## [Directions]
Out of the material that follows, write out exactly the lines from the line with "It was discussed" to the line with "Follow up to", both ends included, and no others.
══════════════════════════════
PR #1560, opened 2019-10-10
Prevent that anchors are positioned behind menu bar in documentation.

b-abel:
This adds CSS to prevent that anchors are positioned behind the (sticky) menu bar in the documentation (similar to the solution for the homepage).

### DIFF
--- a/site/documentation/static/css/hono.css
+++ b/site/documentation/static/css/hono.css
@@ -89,3 +89,11 @@
 .swagger-ui table, .swagger-ui thead, .swagger-ui td {
 	border: none;
 }
+
+/* prevents that the anchor is positioned behind the menu bar */
+:target:before {
+  content: "";
+  display: block;
+  height: 60px;
+  margin: -60px 0 0;
+}


sophokles73:
@b-abel I have no clue what this is about. Maybe a screenshot would help to illustrate the issue?

b-abel:
If you click on a link in the documentation whose target is within the documentation (see the address bar in the screenshots), the browser scrolls to that place (usually a heading). But this is hidden by the sticky menu bar. The CSS makes sure that you don't scroll that far and that you can still see the headline. 

Before this PR:

before

After:

after

Is it understandable now?

site/documentation/static/css/hono.css
```diff
@@ -89,3 +89,11 @@
 .swagger-ui table, .swagger-ui thead, .swagger-ui td {
 	border: none;
 }
+
+/* prevents that the anchor is positioned behind the menu bar */
+:target:before {
+  content: "";
+  display: block;
+  height: 60px;
```
sophokles73: is this number of pixels determined from the currently used heading font?

b-abel: No, this does not depend on the size of headings, but on that of the menu bar. The height of the menu bar is nowhere absolutely defined, so this is an approximation. The menu bar is usually 48px high (but this is calculated dynamically in the JS code for the sticky menu bar and could change if you put large elements into it).
TBH my solution is a bit hacky. I spent a lot of time to solve this for the theme used for the homepage part and did not find a better solution. So I am glad that this could easily be adapted for the documentation part.

sophokles73: I see. Fair enough.

PR #1561, opened 2019-10-10
Minor cosmetic changes

Alfusainey:
Change Summary:

* Use the specialized IntPredicate instead of Predicate<Integer> for HTTP status codes
* Replace occurrences of non-constant "LOG" variable to "log"

plus other minor fixes

### DIFF
--- a/adapters/mqtt-vertx-base/src/main/java/org/eclipse/hono/adapter/mqtt/AbstractVertxBasedMqttProtocolAdapter.java
+++ b/adapters/mqtt-vertx-base/src/main/java/org/eclipse/hono/adapter/mqtt/AbstractVertxBasedMqttProtocolAdapter.java
@@ -101,7 +101,7 @@ public abstract class AbstractVertxBasedMqttProtocolAdapter<T extends MqttProtoc
 
     private static final int IANA_MQTT_PORT = 1883;
     private static final int IANA_SECURE_MQTT_PORT = 8883;
-    private static final String KEY_TOPIC_NAME_FILTER = "filter";
+    private static final String KEY_TOPIC_FILTER = "filter";
 
     private MqttAdapterMetrics metrics = MqttAdapterMetrics.NOOP;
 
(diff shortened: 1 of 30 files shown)


adapters/mqtt-vertx-base/src/main/java/org/eclipse/hono/adapter/mqtt/AbstractVertxBasedMqttProtocolAdapter.java
```diff
@@ -101,6 +101,7 @@
 
     private static final int IANA_MQTT_PORT = 1883;
     private static final int IANA_SECURE_MQTT_PORT = 8883;
+    private static final String KEY_TOPIC_NAME_FILTER = "filter";
```
sophokles73: IMHO that should be `KEY_TOPIC_FILTER`

client/src/main/java/org/eclipse/hono/client/CommandContext.java
```diff
@@ -46,6 +46,8 @@
 
     private static final Logger LOG = LoggerFactory.getLogger(CommandContext.class);
 
+    private static final String ERROR_MSG_INVALID_CREDIT_VALUE = "";
```
sophokles73: IMHO the value should be the message, right?

client/src/main/java/org/eclipse/hono/client/CommandResponse.java
```diff
@@ -34,8 +34,8 @@
 
     private static final Logger LOG = LoggerFactory.getLogger(CommandResponse.class);
 
-    private static final Predicate<Integer> INVALID_STATUS_CODE = code ->
-        code == null || code < 200 || (code >= 300 && code < 400) || code >= 600;
+    private static final IntPredicate INVALID_STATUS_CODE = code ->
```
sophokles73: this change seems to require *more* code being written ..
please revert this change.

sophokles73: No, the idea is to not do this at all because it doesn't make things easier.

sophokles73:
Thanks for contributing :+1:

Issue #1558, opened 2019-10-10
Device Registry should not accept already hashed passwords


jbtrystram:
Hi, 

It was discussed [1] during the management API refactor that we should not accept passwords already hashed by the client, as the client could pick a weak hashing algorithm. This decision has not been implemented yet, as far as I know :) 

[1] : https://github.com/eclipse/hono/pull/1130#issuecomment-479829977

PR #1565, opened 2019-10-11
[#1558] refuse already hashed password and add fields to secrets

jbtrystram:
Follow up to #1377 : 
- HTTP Management API now refuses PUT credentials request containing hashed passwords. (400 Bad request)
- An `id` field is attached to each secret.
- Reponses to GET on credentials from the managment API do not contain hashed-password details anymore.
- updated integration tests to now use plain text passwords and verify each secret contains an ID.

The second part of this work is to filter `PUT` requests to the device registry credentials resources to allow the update of a single password using the `id` field.

### DIFF
--- a/service-base/src/main/java/org/eclipse/hono/service/management/credentials/PasswordSecret.java
+++ b/service-base/src/main/java/org/eclipse/hono/service/management/credentials/PasswordSecret.java
@@ -138,6 +138,9 @@ public class PasswordSecret extends CommonSecret {
         if (!Strings.isNullOrEmpty(passwordHash)) {
             throw new IllegalStateException(String.format("'%s' must be empty", RegistryManagementConstants.FIELD_SECRETS_PWD_HASH));
         }
+        if (!Strings.isNullOrEmpty(salt)) {
+            throw new IllegalStateException(String.format("'%s' must be empty", RegistryManagementConstants.FIELD_SECRETS_SALT));
+        }
     }
 
     /**
--- a/service-base/src/main/java/org/eclipse/hono/service/management/credentials/PasswordSecret.java
+++ b/service-base/src/main/java/org/eclipse/hono/service/management/credentials/PasswordSecret.java
@@ -124,6 +124,23 @@ public class PasswordSecret extends CommonSecret {
     }
 
     /**
+     * Verifies that only the "password-plain" field is set in the Password Secret, i.e. the password is not hashed.
+     *
+     * @throws IllegalStateException if this is not the case.
+     */
+    public void checkIsPlainText() {
+        if (Strings.isNullOrEmpty(passwordPlain)) {
+            throw new IllegalStateException(String.format("'%s' must be provided", RegistryManagementConstants.FIELD_SECRETS_PWD_PLAIN));
+        }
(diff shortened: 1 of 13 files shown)


b-abel:
Would it make sense to remove the examples of hashed passwords from the documentation (https://www.eclipse.org/hono/docs/dev/user-guide/device-registry/#update-credentials-for-a-device) in this PR?

dejanb:
> Would it make sense to remove the examples of hashed passwords from the documentation (https://www.eclipse.org/hono/docs/dev/user-guide/device-registry/#update-credentials-for-a-device) in this PR?

And actually change the spec to reflect these changes.

service-base/src/main/java/org/eclipse/hono/service/management/credentials/PasswordSecret.java
```diff
@@ -123,6 +123,23 @@ public void checkValidity() {
...
+    public void checkIsPlainText() {
+        if (Strings.isNullOrEmpty(passwordPlain)) {
+            throw new IllegalStateException(String.format("'%s' must be provided", RegistryManagementConstants.FIELD_SECRETS_PWD_PLAIN));
+        }
+        if (!Strings.isNullOrEmpty(hashFunction)) {
+            throw new IllegalStateException(String.format("'%s' must be empty", RegistryManagementConstants.FIELD_SECRETS_HASH_FUNCTION));
+        }
+        if (!Strings.isNullOrEmpty(passwordHash)) {
+            throw new IllegalStateException(String.format("'%s' must be empty", RegistryManagementConstants.FIELD_SECRETS_PWD_HASH));
+        }
```
sophokles73: what about the *salt*? IMHO we should also not accept any salt provided by a client, right?

jbtrystram: Updated !

b-abel:
Do the examples in https://github.com/eclipse/hono/blob/master/site/documentation/content/api/credentials/index.md need an update as well?

jbtrystram:
@sophokles73 @dejanb In order to clarify this I split that PR in two, one for each feature.

I opened https://github.com/eclipse/hono/pull/1711 to address the point of the device registry returning the hashed-password secrets details. 

On the topic of refusing the hashed-passwords for the `PUT` operation we would like to revisit this, as there are some legitimate use cases for this feature.

sophokles73:
> On the topic of refusing the hashed-passwords for the PUT operation we would like to revisit this, as there are some legitimate use cases for this feature.

@jbtrystram when you say *we would like to revisit*, who do you mean with *we*? Is that a discussion that needs to/will happen outside of the Hono project?

sophokles73:
@jbtrystram does this also mean that this PR will not be part of 1.1.0 as it needs more time discussing?

jbtrystram:
@sophokles73 I mean we as the Red Hat people, would like to share our thoughts resulting internal discussions with the Hono project about #1574 that was merged earlier. 

As @ctron pointed out there are some valid use cases where having the device registry ingesting already hashed passwords make sense.

No I think this PR should not be in 1.1.0, but #1710 should.

sophokles73:
ok, then I'll unschedule it ...

PR #1574, opened 2019-10-15
Deprecate defining password secrets using password hash, function and…

dejanb:
… salt. Additionally fix credentials examples

### DIFF
--- a/site/documentation/content/api/management/device-registry-v1.yaml
+++ b/site/documentation/content/api/management/device-registry-v1.yaml
@@ -841,6 +841,10 @@ components:
             - $ref: '#/components/schemas/CommonSecret'
 
       PasswordSecret:
+         description: |
+                      Password based secret definition <br>
+                      __NOTE__: Defining password secrets with user provided password hash, function and salt is deprecated and will be removed
+                      in the upcoming versions. You should use `pwd-plain` property only going forward.
          additionalProperties: false
          allOf:
             - $ref: '#/components/schemas/CommonSecret'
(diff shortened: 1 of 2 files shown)


site/documentation/content/api/management/device-registry-v1.yaml
```diff
@@ -1036,32 +1043,39 @@ components:
...
-               "pwd-hash": "AQIDBAUGBwg=",
-               "salt": "Mq7wFw==",
-               "hash-function": "sha-512"
-            }]
+            [{
+                auth-id: sensor1,
+                type: hashed-password,
+                secrets: [{
+                             "not-after": "2027-12-24T19:00:00Z",
+                             "pwd-hash": "AQIDBAUGBwg=",
```
sophokles73: now that we have deprecated these fields, I do not think that we should use them in example payloads, wouldn't you agree?

site/documentation/content/api/management/device-registry-v1.yaml
```diff
@@ -1036,32 +1043,39 @@ components:
...
-               "pwd-hash": "",
-               "salt": "",
-               "hash-function": ""
+           [{
+               auth-id: sensor1,
+               type: hashed-password,
+               secrets: [{
+                  "id": "349556ea-4902-47c7-beb0-1009ab693fb4",
+                  "not-after": "2027-12-24T19:00:00Z",
+                  "pwd-plain": "",
```
sophokles73: see above

site/documentation/content/api/management/device-registry-v1.yaml
dejanb: I was thinking about that, but decided to leave it in for the time being as we have a lot of examples everywhere with this. I'd revisit all docs and examples as part of the #1565.

sophokles73: I see

sophokles73:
══════════════════════════════
## [Reply]
It was discussed [1] during the management API refactor that we should not accept passwords already hashed by the client, as the client could pick a weak hashing algorithm. This decision has not been implemented yet, as far as I know :) 

[1] : https://github.com/eclipse/hono/pull/1130#issuecomment-479829977

PR #1565, opened 2019-10-11
[#1558] refuse already hashed password and add fields to secrets

jbtrystram:
Follow up to #1377 : 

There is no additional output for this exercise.